▶ **GIVEN RECORDS**
# # # #

PR #199, opened 2026-05-26
Model `dead_on_return` parameter attribute (LLVM 21+)

AmeliaRose802:
Adds support for the `dead_on_return` parameter attribute introduced in LLVM 21. Without this, modern Clang/Rust LLVM bitcode that uses the attribute fails to round-trip through `llvm-pretty`.

1 commit, small AST addition + pretty-printing. Independent single-commit PR.

### DIFF
--- a/src/Text/LLVM/AST.hs
+++ b/src/Text/LLVM/AST.hs
@@ -97,6 +97,7 @@ module Text.LLVM.AST
   , defFunType, addDefine
     -- * Function Attributes and attribute groups
   , FunAttr(..)
+  , ParamAttr(..)
     -- * Basic Block Labels
   , BlockLabel(..)
     -- * Basic Blocks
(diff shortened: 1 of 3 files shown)


langston-barrett (changes requested):
This actually appears to add many different constructions. `ParamAttr` itself does not appear in the `Module` AST. Can you clarify what this is supposed to be doing?

kquick:
See also the note on https://github.com/GaloisInc/llvm-pretty-bc-parser/pull/366

AmeliaRose802:
Sorry about that! I didn't think draft PRs would be looked at till published. Was trying to decompose a big piece of work across submodules with AI and it all got away from me. Working on cleaning these up asap

AmeliaRose802:
Closing for now. Happy to revisit in a future toolchain-bump effort if/when SAW formally targets LLVM 21/22 bitcode. The branch will stay on my fork (`saw/dead-on-return`) for reference.

kquick:
The submissions are appreciated, and there's no way you could have known about the background work.  In general we prefer fairly focused submissions (one set of changes/features/fixes) per PR, with accompanying tests and references.  We're looking forward to ongoing collaboration, and would like to work with you to facilitate the ongoing work.

Can you perhaps share what your target is with this fleet of changes (beyond just completeness), and if there is a deadline you are working under that we should be aware of?

PR #200, opened 2026-05-26
Add Token primitive type support

AmeliaRose802:
Adds AST + pretty-printing for the LLVM `token` primitive type, used by SEH funclet bundles, coroutine intrinsics, and a few other LLVM features. Without this, bitcode that mentions `token` types fails to round-trip.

# # # #

▶ **EXERCISE DETAILS**
In the entries above, copy the lines from the one that contains "Can you perhaps" through the last line, exactly as they appear.

▶ **EXERCISE ANSWER**
Can you perhaps share what your target is with this fleet of changes (beyond just completeness), and if there is a deadline you are working under that we should be aware of?

PR #200, opened 2026-05-26
Add Token primitive type support

AmeliaRose802:
Adds AST + pretty-printing for the LLVM `token` primitive type, used by SEH funclet bundles, coroutine intrinsics, and a few other LLVM features. Without this, bitcode that mentions `token` types fails to round-trip.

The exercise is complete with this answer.